Avrupa Birliği > Türkiye’yi almazsa AB kaybeder

Türkiye’yi almazsa AB kaybeder

Türkiye-AB ilişkilerinin içinde bulunduğu durumu görüşmek üzere düzenlenen Boğaziçi Konferansı’na katılmak üzere İstanbul’a gelen İngiltere’nin Avrupa’dan sorumlu Devlet Bakanı David Lidington ile uzun bir mülakat yaptık. Mülakatın başlıklarını şu şekilde özetleyebiliriz:

- Getirdiğiniz ana mesaj ne?

- LIDINGTON Türkiye’yi, süratle değişen bir dünyada önemli bir stratejik müttefik olarak görüyoruz. Ekonomik ve ticari açıdan da önemli bir ortak; Türkiye, Avrupa’nın en hızlı büyüyen ekonomisi... Siyasi açıdan da Türkiye’nin dünyadaki artan nüfuzunun AB için önemli bir değer olduğunu düşünüyoruz. Türkiye kuvvetli bir NATO müttefiki, güvenilir bir dost. Afganistan’da önemli bir rol oynuyor. Türkiye ile pek çok konuda yakın çalışmak istiyoruz. Türkiye’nin Avrupa perspektifini ve tam üyelik hedefini kuvvetli bir şekilde destekliyoruz.

- Avrupa Parlamentosu Hukuk Komitesi’nin, KKTC ile AB arasında doğrudan ticarete izin veren tüzüğü reddetmesi, Türk limanlarının Rum gemilerine açılmasına kapıyı kapattığı için Türkiye-AB tam üyelik müzakerelerini de kilitlemiş oldu. AB Konseyi, parlamento kanadında çıkan bu güçlüğü aşabilir mi?
- LIDINGTON Türkiye’nin hayal kırıklığını anlıyorum. Konsey de bunu uygun olduğunda ele almak durumunda. Ancak unutmayın ki Konsey’de de ortak karar alınması gerekiyor. Bundan çıkan iki ders var. Birincisi, tam üyelik müzakerelerinde ilerleme sağlamamız gerekiyor. Belçika’nın dönem başkanlığı aralık ayında bitmeden bir başlığın daha müzakereye açıldığını görmek istiyoruz. Kıbrıs sorununun çözümsüz kalması, pek çok başlığın açılmasını da engelleyerek müzakere sürecinde tıkanıklık yaratıyor. Bu tıkanıklığın aşılması için de aslında soruna kapsamlı bir çözüm bulunması gerekiyor. Bunun için BM’nin Kıbrıs temsilcisiyle yakın bir şekilde çalışıyoruz.
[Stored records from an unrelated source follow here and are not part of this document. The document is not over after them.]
PR #1697, opened 2026-08-27
Remove `/api/internal/*` from the public listeners

omrishiv:
### Summary

Completes the network isolation started in #1655. That PR moved the egress-token vend onto the dedicated `:8091` internal listener, but the public `location /api/` catch-all still proxied **every** `/api/internal/*` path — the vend, the virtual-server session store, and the service-management routes — straight to the app on the internet-facing 8080/8443 listeners. The app-level gates held (401/403), but the network reachability the internal listener was meant to remove was still there via the public `/api/` fallthrough.

This PR blocks the whole `/api/internal/` prefix on the public listeners and migrates the one remaining public caller to a user-authenticated endpoint.

### What changed

**nginx** (`docker/nginx_rev_proxy_http_and_https.conf`, `docker/nginx_rev_proxy_http_only.conf`)
- `return 404` for `^~ {{ROOT_PATH}}/api/internal/` in every public server block (8080 ×1 in http-only, 8080 + 8443 in http+https). `^~` outranks the plain `/api/` prefix.
- Removed the dead `/api/internal/register` key from the registration rate-limit classifier map + updated the surrounding comments.
- **Unaffected:** the egress vend (`/_egress_internal/egress-token` on `:8091`) and the session store (`/_internal/sessions/`, `internal;`) both `proxy_pass` directly to `127.0.0.1:7860`, so those upstream requests never re-enter public location matching.

**Operator scripts** (`cli/service_mgmt.sh`, `terraform/aws-ecs/scripts/service_mgmt.sh`)
- The failed-scan auto-disable now calls the public, user-authenticated `POST /api/servers/toggle` (`path` + `new_state=false`) with the gateway JWT already loaded from `.oauth-tokens/ingress.json`, instead of minting a SECRET_KEY service token for the internal `POST /api/internal/toggle`.
- `verify_csrf_token_flexible` skips CSRF for Bearer clients, so no CSRF token is needed.
- This keeps the operator scripts working over the public ALB from anywhere (no Service Connect / NetworkPolicy dependency).

**Tests** (`tests/unit/core/test_nginx_service.py`)
- New `test_internal_routes_blocked_on_public_listeners`: asserts the per-server 404 blocks, that no listener proxies the `/api/internal/` prefix, that the egress vend location survives, and that the dead register map key is gone.
- Fixed `test_conf_declares_rate_limit_zones` (dropped `internal/register` from the register-classifier tuple).

**Docs** (`docs/api-reference.md`)
- The Internal Admin Endpoints section now states the routes are not publicly reachable (public listeners 404 the prefix; tooling uses `/api/servers/*`; the vend + sessions keep their dedicated internal paths) and corrects the auth line to the single-use `SECRET_KEY`-signed service JWT.

### Testing

- `pytest tests/unit/core/test_nginx_service.py` — 118 passed.
- Both templates: brace-balanced; `bash -n` clean on both scripts.
- Live-verified on EKS deployment:
  - Public ALB: `/health` → 200; `POST /api/internal/{egress-token,toggle,register}`, `GET /api/internal/{sessions/x,list-groups}` → **404**.
  - auth-server → `registry:8091/_egress_internal/egress-token` → **401** (reachable + gated = working); `registry:8000/api/internal/egress-token` → 404 (public path blocked).

### Deployment notes

- **Depends on the #1655 Helm wiring being applied.** The auth-server must reach the vend on the internal listener, which requires:
  - `registry.egressAuth.enabled=true` → renders the `:8091` Service port + `egress-internal` containerPort (+ the `registry-egress-internal` NetworkPolicy), and
  - `auth-server` `EGRESS_REGISTRY_INTERNAL_URL=http://registry:8091` (chart default).
  If the auth-server is still pointed at `registry:8000` (the public `:8080` listener), the vend will 404 after this change. Verified/fixed live on `mcp-sub` by adding the `:8091` Service port and repointing the auth-server env.

### Backward compatibility

- The `/api/internal/*` FastAPI routes are unchanged and still served on the app loopback (gated by `validate_internal_auth`); they are simply no longer reachable through nginx on the public listeners. Service management moves to the `/api/servers/*` user-authenticated siblings, which already existed.
- No changes to the egress vend or session-store request paths.

### DIFF
--- a/cli/service_mgmt.sh
+++ b/cli/service_mgmt.sh
@@ -542,43 +542,39 @@ except Exception as e:
         echo ""
         echo "====Disabling the server===="
 
-        # Generate JWT token for internal auth using shared SECRET_KEY
-        if [ -z "$SECRET_KEY" ]; then
-            print_error "SECRET_KEY not set in environment - cannot disable server"
+        # Disable the just-registered (auto-enabled) server via the public,
+        # user-authenticated toggle endpoint, reusing the same gateway JWT the
+        # rest of this script uses (the ingress token from credentials-provider).
+        local token_file="$PROJECT_ROOT/.oauth-tokens/ingress.json"
+        local auth_token
+        auth_token=$(python3 -c "import json; d=json.load(open('$token_file')); print(d.get('access_token') or d.get('tokens', {}).get('access_token') or '')" 2>/dev/null)
+
+        if [ -z "$auth_token" ]; then
+            print_error "No gateway token at $token_file - cannot disable server (run credentials-provider/generate_creds.sh)"
         else
-            local auth_token
-            auth_token=$(python3 -c "
-from registry.auth.internal import generate_internal_token
-print(generate_internal_token(subject='cli-service-mgmt', purpose='toggle-service'))
-" 2>/dev/null)
+            # Set the server to disabled (false); it was auto-enabled at registration.
+            print_info "Calling toggle endpoint with: ${GATEWAY_URL}/api/servers/toggle"
+            print_info "Service path: $service_path"
 
-            if [ -z "$auth_token" ]; then
-                print_error "Failed to generate auth token - cannot disable server"
+            output=$(curl -s -w "\nHTTP_STATUS:%{http_code}" -X POST "${GATEWAY_URL}/api/servers/toggle" \
+                -H "Authorization: Bearer $auth_token" \
+                --data-urlencode "path=$service_path" \
+                --data-urlencode "new_state=false" 2>&1)
+
+            # Extract HTTP status code from response
+            http_status=$(echo "$output" | grep "HTTP_STATUS:" | cut -d':' -f2)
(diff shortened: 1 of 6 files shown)


aarora79:
Follow-up addressed in #1712: the review's fail-closed and doc items are done there rather than in this PR.

- The failed-scan auto-disable now fails closed. Both operator scripts (`cli/` and `terraform/aws-ecs/scripts/`) `exit 1` on a missing token or a non-200 `/api/servers/toggle`, so a server that fails its security scan is never silently left enabled.
- Documented the #1655 deploy dependency in `docs/egress-credential-vault.md` (auth-server must point `EGRESS_REGISTRY_INTERNAL_URL` at `registry:8091`, or the vend 404s after this change).
- Noted the `ROOT_PATH` bare-path case in the nginx `/api/internal/` block comments.

Live-verified on a running stack: `/api/internal/*` returns 404 on the public listener; `/api/servers/toggle` returns 401 without a valid token (fail closed, exit 1) and 200 with an admin token (exit 0).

BAŞLIKLARI KIBRIS SORUNU KİLİTLİYOR

- Halen 35 başlıktan 13’ü müzakereye açılmış durumda. Süreç çok ağır ilerliyor. Bu hızda giderse tam üyeliğin gerçekleşmesi 21’inci yüzyılın ortasını bulabilir. Müzakere süreci inandırıcılığını kaybetmeye, samimi bulunmamaya başladı. Bu durum nasıl aşılabilir?
- LIDINGTON Bu bir risk... Türk çevrelerinde belirtilen endişelere katılıyoruz. Ama bazı Avrupa ülkeleri de Türkiye’nin tam üyeliği konusunda bizden farklı düşünüyor. Müzakere başlıklarının kilitlenmesinin ana nedenlerinden biri Kıbrıs sorunudur. Eğer bu soruna çözüm bulunursa o zaman Kıbrıs Cumhuriyeti’nin elindeki argümanlar da otomatik olarak kaybolacak ve süreci hızlandırabileceğiz. Bu kolay olmayacak. Ama bakın Kuzey İrlanda sorununa da siyasi irade, kararlılık ve siyasi yaratıcılıkla pekâlâ çözüm bulanabildi. Onlarca yıl değil, yüzyıllardır süren bir sorun çözüme kavuştu. Kuzey İrlanda’da bulunan çözüm, 15 yıl önce bile umut ötesi bir durum olarak görülürdü.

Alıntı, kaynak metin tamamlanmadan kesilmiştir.